Sur les systèmes de fonctions holomorphes de plusieurs variables complexes. III: Uniformité des fibres d'une application. (On systems of holomorphic functions of several complex variables. III: Univalence of the fibers of a mapping) (Q1112209)

[For part I and II see ibid. 19, 231-254 (1979; Zbl 0425.32002), and ibid. 20, 417-433 (1980; Zbl 0478.32019), respectively.] The author studies holomorphic maps f: \(V\to {\mathbb{C}}^ n\), V a (connected) \((n+1)-\)dimensional Stein manifold, under the assumption that all the fibers of f are one-dimensional analytic sets in V. In the special case f: \({\mathbb{C}}^ 2\to {\mathbb{C}}\), T. Nishino established several results on the possibilities for the fibers, and those results are generalized to f: \(V\to {\mathbb{C}}^ n\).
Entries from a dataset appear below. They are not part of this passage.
PR #361, opened 2019-02-28
Add `scheduled_repo` wrapper defined type

alexjfisher:
I never create an `pulp_rpmrepo` without also creating a `pulp_schedule`.  This wrapper provides a convenient shortcut.

### DIFF
--- a/functions/daily_schedule.pp
+++ b/functions/daily_schedule.pp
@@ -1,0 +1,10 @@
+# @api private
+# @param seed A seed to pass to `fqdn_rand`.  A good choice is the repo name that this schedule will be for.
+# @return Returns a 'pseudo-random' daily iso8601 schedule.
+# @example Calling the function
+#    pulp::daily_schedule('centos-7')
+function pulp::daily_schedule(String $seed) >> String {
+  $random_hour   = sprintf('%02d', fqdn_rand(23, $seed))
+  $random_minute = sprintf('%02d', fqdn_rand(59, $seed))
+  "2000-01-01T${random_hour}:${random_minute}Z/P1D"
+}
--- a/manifests/scheduled_repo.pp
+++ b/manifests/scheduled_repo.pp
@@ -1,0 +1,36 @@
+# @summary A wrapper that creates a pulp_Xrepo resource with and an associated pulp_schedule resource
+#
+# @example Basic usage with default `rpm` `repo_type` and 'random' daily schedule
+#   pulp::scheduled_repo { 'centos-7':
+#     repo_config => {
+#       'display_name' => 'CentOS 7 Base Repo',
+#       'feed'         => 'https://www.mirrorservice.org/sites/mirror.centos.org/7/os/x86_64',
+#     },
+#   }
+#
+# @param repo_type
+#   Determines whether a `pulp_rpmrepo`, `pulp_puppetrepo` or `pulp_isorepo` resource is created.
+# @param repo_config
+#   Defines a hash of parameters to pass to the `pulp_Xrepo` resource.
+# @param repo_schedule
+#   An iso8601 schedule string or the special value 'daily'. Defaults to 'daily' which creates a `pulp_schedule` with a pseudo-random daily `schedule_time`.
+define pulp::scheduled_repo
+(
+  Enum['rpm','puppet','iso'] $repo_type = 'rpm',
+  Hash $repo_config = {},
+  Variant[Enum['daily'],Pulp::Iso8601TimeInterval] $repo_schedule = 'daily',
+)
+{
+  $schedule_time = $repo_schedule ? {
+    'daily' => pulp::daily_schedule($name),
+    default => $repo_schedule,
+  }
+
+  Resource["pulp_${repo_type}repo"] { $name:
+    * => $repo_config,
+  }
+
+  pulp_schedule { $name:
+    schedule_time => $schedule_time,
+  }
+}
--- a/types/iso8601timeinterval.pp
+++ b/types/iso8601timeinterval.pp
@@ -1,0 +1,3 @@
+# https://en.wikipedia.org/wiki/ISO_8601#Time_intervals
+# TODO: Actually implement a regex.
+type Pulp::Iso8601TimeInterval = String[1]
--- a/spec/defines/pulp_scheduled_repo_spec.rb
+++ b/spec/defines/pulp_scheduled_repo_spec.rb
@@ -1,0 +1,87 @@
+require 'spec_helper'
+
+describe 'pulp::scheduled_repo' do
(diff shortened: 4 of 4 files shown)


alexjfisher:
@ekohl If the basic idea looks ok to you, I'll add some spec tests.

ekohl:
I'm not opposed to this. Our native types are already a combination of various resources. https://github.com/theforeman/puppet-pulp/issues/253 was intended to split this: create simple native types that straight up map to the API and then combine them in a higher level. Never had the time to finish it.

functions/daily_schedule.pp
```diff
@@ -0,0 +1,9 @@
+# @param seed A seed to pass to `fqdn_rand`.  A good choice is the repo name that this schedule will be for.
+# @return Returns a 'pseudo-random' daily iso8601 schedule.
+# @example Calling the function
+#    pulp::daily_schedule('centos-7')
+function pulp::daily_schedule(String $seed) >> String {
```
alexjfisher: I've actually been using this function for a long time in my profile module.  Thought it was time to move it somewhere more appropriate. :)

manifests/scheduled_repo.pp
```diff
@@ -0,0 +1,38 @@
...
+#   Determines whether a `pulp_rpmrepo`, `pulp_puppetrepo` or `pulp_isorepo` resource is created.
+# @param repo_config
+#   Defines a hash of parameters to pass to the `pulp_Xrepo` resource.
+# @param schedule
+#   An iso8601 schedule string or the special value 'daily'. Defaults to 'daily' which creates a `pulp_schedule` with a pseudo-random daily `schedule_time`.
+define pulp::scheduled_repo
+(
+  Enum['rpm','puppet','iso'] $repo_type = 'rpm',
+  Hash $repo_config = {},
+  Variant[Enum['daily'],String[1]] $schedule = 'daily',
```
alexjfisher: I appreciate `String[1]` already encompasses `'daily'`.  Hopefully this documents the intent though and one day someone might replace `String[1]` with an actual regex pattern to use for an iso8601 interval.

I suppose I could create a type alias (even if the implementation sucks).

manifests/scheduled_repo.pp
```diff
@@ -0,0 +1,38 @@
...
+)
+{
+  $schedule_time = $schedule ? {
+    'daily' => pulp::daily_schedule($name),
+    default => $schedule,
+  }
+
+  case $repo_type { # lint:ignore:case_without_default
```
alexjfisher: a `default` would be unreachable since `$repo_type` is an `Enum`

ekohl: An alternative that might work:
```puppet
"pulp_${repo_type}repo" { $name:
  * => $repo_config,
}
```

alexjfisher: ooh.  I didn't think this would work.  Now that I've written some tests, it's easy to find out.

alexjfisher: `Error while evaluating a Resource Statement, Evaluation Error: Illegal Resource Type expression, expected result to be a type name, or untitled Resource, got String`

alexjfisher:
Renamed parameter `schedule` to `repo_schedule` as `schedule` is already the name of a metaparameter.

manifests/scheduled_repo.pp
ekohl: I guess `create_resource` could be used and I think here it's actually cleaner

alexjfisher: Really? I thought that was a left over from the puppet 3 days and considered evil.

alexjfisher: Evil to some people anyway...
https://puppet.com/docs/puppet/3.8/future_lang_resources_advanced.html#implementing-the-createresources-function
https://www.craigdunn.org/2016/04/designing-modules-in-a-puppet-4-world

ekohl: But in those cases the resource type is not variable :)

binford2k: This looks weird, but should work. (eyeball compiled only)

```
Resource["pulp_${repo_type}repo"] { $name:
  * => $repo_config,
}
```

binford2k: I should clarify that I'm not yet convinced that I like this pattern yet. It's... not exactly intuitively readable unless you use mental gymnastics like this:

> index into all *resources* to find the type  "pulp_${repo_type}repo"

ekohl: I wonder this would be easier to read:
```puppet
$resource_type = Resource["pulp_${repo_type}repo"]
$resource_type { $name:
  * => $repo_config,
}
```

Feels a bit redundant, but my mind has trouble with the uppercase `Resource`. Makes me think it refers to an existing instance rather than defining a new one.

alexjfisher: Easier to read, but no longer valid. :)
`Evaluation Error: Illegal Resource Type expression, expected result to be a type name, or untitled Resource, got Type[Pulp_rpmrepo]`

@binford2k's example does work though.

types/iso8601timeinterval.pp
```diff
@@ -0,0 +1,3 @@
+# https://en.wikipedia.org/wiki/ISO_8601#Time_intervals
+# TODO: Actually implement a regex.
+type Pulp::Iso8601TimeInterval = String[1]
```
alexjfisher: *Maybe* the proper pattern would be something like...
```
^(?:[\+-]?\d{4}(?!\d{2}\b))(?:(-?)(?:(?:0[1-9]|1[0-2])(?:\1(?:[12]\d|0[1-9]|3[01]))?|W(?:[0-4]\d|5[0-2])(?:-?[1-7])?|(?:00[1-9]|0[1-9]\d|[12]\d{2}|3(?:[0-5]\d|6[1-6])))(?:[T\s](?:(?:(?:[01]\d|2[0-3])(?:(:?)[0-5]\d)?|24\:?00)(?:[\.,]\d+(?!:))?)?(?:\2[0-5]\d(?:[\.,]\d+)?)?(?:[zZ]|(?:[\+-])(?:[01]\d|2[0-3]):?(?:[0-5]\d)?)?)?)?\/(-?)P(?=\d|T\d)(?:(\d+)Y)?(?:(\d+)M)?(?:(\d+)([DW]))?(?:T(?:(\d+)H)?(?:(\d+)M)?(?:(\d+(?:\.\d+)?)S)?)?$
```

alexjfisher: But I haven't got the motivation to actually check that works! :)

alexjfisher:
Updated with `@api private` for function.

PR #362, opened 2019-03-12
Fixes #26323 - Remove max_tasks_per_child setting

chris1984:
Will open up Refs prs to the other modules that have this setting including katello-devel so they can be merged after this one is accepted.

### DIFF
--- a/manifests/init.pp
+++ b/manifests/init.pp
@@ -200,9 +200,6 @@
 #
 # $enable_crane::               Whether to enable crane docker repository
 #
-# $max_tasks_per_child::        Number of tasks after which the worker is restarted and the memory it allocated is
-#                               returned to the system
-#
 # $enable_rpm::                 Whether to enable rpm plugin.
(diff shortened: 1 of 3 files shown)


ehelms:
Was this setting removed from Pulp or have they deprecated it's use? If not, I think we need to keep this here and only remove it form modules that use this module.

chris1984:
Proxy pr:
https://github.com/theforeman/puppet-foreman_proxy_content/pull/196

chris1984:
@ehelms the feature is still there just not being moved over with Pulp 3. I am fine with that suggestion on just removing it from our stuff.

ekohl:
I agree with @ehelms that as long as it's a feature, it's fine to keep it in. We don't need to expose it as a top level parameter though.

chris1984:
Closing based on discussions, will just keep the katello/proxy-content one open and make a migration for the installer.

PR #364, opened 2019-04-11
Drop Puppet 4

ekohl:


ehelms:
The failure looks unrelated but I am surprised to see it.

ekohl:
The squid module pulls in puppet-selinux. Not sure how I think about that.

evgeni:
I think adding selinux to fixtures is correct, as we do not parse fixture module deps otherwise

PR #367, opened 2019-04-18
Convert documentation to yardoc

ekohl:
This converts the documentation from RDoc to Yardoc. The benefit is that puppet-strings can read it which allows easy generation of reference documentation (`rake strings:generate:reference`). The only benefit of RDoc over Yardoc is support for groups which the installer can use to hide advanced sections, but this module isn't exposed by the installer and didn't have any groups.

For the 6.0.0 release I did this locally which results in https://forge.puppet.com/katello/pulp/reference. There are still some issues:
* `<` and `>` are not escaped which means various examples aren't very usable.
* Longer term it also makes sense to move static defaults from ::params to the main class so it can statically read the default.
* Some native types lack documentation

### DIFF
--- a/manifests/admin.pp
+++ b/manifests/admin.pp
@@ -1,77 +1,106 @@
-#
-# == Class: pulp::admin
-#
 # Install and configure Pulp admin
 #
-# === Parameters:
+# @param version
+#   Pulp admin package version, it's passed to ensure parameter of package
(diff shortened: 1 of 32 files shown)


alexjfisher:
Any reason behind not using `@summary` tag?

ekohl:
Lazyness? This just converted the parameters and got a mostly usable reference. As I said: there are still issues :)

PR #369, opened 2019-05-16
Update gofer package names for EL8

ehelms:


evgeni:
EL8 is not a supported release for this module ;)

https://github.com/theforeman/puppet-pulp/blob/cad1cd0f0b2c58ab3e2ed90e256e00849e0c79d2/metadata.json#L46-L65

evgeni:
(also probably should have tests)

ehelms:
Updated

PR #370, opened 2019-05-21
Allow puppet/mongodb 3.x

ekohl:


ehelms:
I think this may have broken some logic (and I have yet to find out where). This now appears in the installer:

```
    Error: rh-mongodb34-mongodb-syspaths conflicts with mongodb-2.6.12-6.el7.x86_64
```

Something inside the mongo module appears to be installing mongodb from EPEL despite -- https://github.com/theforeman/foreman-installer/blob/develop/config/foreman.hiera/family/RedHat-7.yaml

PR #372, opened 2019-06-05
Added passthrough pulp mode

sbernhard:
This change implements a passthrough mode on a pulpnode (=capsule) to pulp master using the already existing squid proxy.

The advantage is, that many customers don't want to duplicate the pulp content but still have separated subnets. Therefore, we configured a squid proxy on the capsule to route all requests for pulp content (rpm, apt) to pulp master (=katello)

For using this at katello: 
- install the katello-ca-consumer-latest.noarch.rpm of the pulp master on the content host (instead of the capsule ca consumer)
- register via the subscription manager
- set the proxy in yum.conf OR in apt.conf to use the proxy like
   proxy=http://capsule.dev:3129


ehelms:
This is an interesting idea. I have a few questions to help me think on it.

 1) This couples the squid deployed to help with lazy content syncing to a squid used for passthrough proxying. What if I want one but not the other?
 2) In puppet-foreman_proxy_content, a reverse proxy is deployed through Apache that in theory could route back to the main server. What is the advantage of squid in this case? Given it requires using a separate port as well?
 3) How does one deploy this configuration to a proxy without deploying all of Pulp given it seems tightly coupled to puppet-pulp?

sbernhard:
Thanks Eric for you question and your interest. 
To 1: I added the passthrough mode as a addition - means, the pulp streamer scenario for lazy content syncing should still work. 
To 2: I guess, because of SSL certificates to have a secure connection AND to authenticate on pulp (using the client cert) a reverse proxy can not be used. Additionally, I prefered to have the squid solution as its possible to verify that only requests of a given network to pulp master is allowed. Don't know if this is possible with apache. 
3. it is coupled with pulp. I think, it might be possible to use passthrough pulp without having the rest of the pulp scenario but this is MUCH more effort and I guess, the katello-agent can not be used as it still requires qpid and (I think) some pulp services (am I right?)

ehelms:
I think I am not grasping the concept here. Let me recap my thoughts and you can steer me back on course. I interpreted this as a lightweight way to present content on a proxy so that hosts isolated could get content from the main server without having to have a full blown Pulp configured and syncing content.

sbernhard:
This is correct.

During installation, all pulp node services are still configured. If you want, you can still sync the content to the pulp node (capsule) - maybe only parts. In the end, the client decides if the passthrough mode is used (= proxy configuration on the hosts is configured) or the pulp node.

Of course, it doesn't make sense to sync all the content to the pulp node and then use the passthrough mode. The intention is to use the passthrough mode and don't sync the content so that the content (rpms, debs) doesn't need to be duplicated.


---- Eric Helms schrieb ----


I think I am not grasping the concept here. Let me recap my thoughts and you can steer me back on course. I interpreted this as a lightweight way to present content on a proxy so that hosts isolated could get content from the main server without having to have a full blown Pulp configured and syncing content.

sbernhard:
ping @ehelms

sbernhard:
ping @ehelms / @ekohl

manifests/init.pp
```diff
@@ -517,6 +533,11 @@
   Optional[String] $ldap_bind_dn = $pulp::params::ldap_bind_dn,
   Optional[String] $ldap_bind_password = $pulp::params::ldap_bind_password,
   String $ldap_remote_user_attribute = $pulp::params::ldap_remote_user_attribute,
+  Boolean $enable_passthrough_pulp = $pulp::params::enable_passthrough_pulp,
+  Stdlib::Port $passthrough_pulp_http_port = $pulp::params::passthrough_pulp_http_port,
+  Optional[String] $passthrough_pulp_allowed_net = $pulp::params::passthrough_pulp_allowed_net,
```
ekohl: You can enforce the data type with https://github.com/puppetlabs/puppetlabs-stdlib/blob/master/REFERENCE.md#stdlibipaddressv4cidr. You may want to consider https://github.com/puppetlabs/puppetlabs-stdlib/blob/master/REFERENCE.md#stdlibipaddressv6cidr as well.

manifests/squid.pp
```diff
@@ -47,7 +71,7 @@
     order          => '60',
     config_entries => {
       'cache_peer'          => "${streamer_host} parent ${streamer_port} 0 no-digest no-query originserver name=PulpStreamer",
-      'cache_peer_access'   => 'PulpStreamer allow all',
+      'cache_peer_access'   => 'PulpStreamer allow localhost',
```
ekohl: This looks like a general thing that can be applied to all installations, correct? Only Apache/Pulp connect to squid.

manifests/init.pp
sbernhard: @ekohl See https://github.com/theforeman/puppet-pulp/pull/372#issuecomment-499354560 regarding your answer about "full pulp instance deployment".

manifests/squid.pp
sbernhard: yes. I think so.

sbernhard:
can you please have a look at it again @ekohl ?

ehelms:
@sbernhard We have had a hard time wrapping our brains around this change and how it plays into the architecture. With Pulp 3 integration appearing in Katello releases, and these components no longer being present. Is this a change you still want to persue?

PR #83, opened 2015-09-02
rephrasing in get involved view

a0viedo:
as it seems better fit


fhemberger:
Thanks for pointing this out, changed what -> why. Now the sentence makes sense. ;)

In particular, for \({\mathcal D}=fV\subset {\mathbb{C}}^ n\), the structure of (V,f,\({\mathcal D})\) is discussed if all the fibers are irreducible, parabolic and of genus zero. For \(S_ f\) \(=\) set of singular (or critical) points of f in V, \(V-S_ f\) is naturally contained in a complex fiber space with fiber \({\mathbb{C}}{\mathbb{P}}(1)\). Uniformization theory is used in the proofs.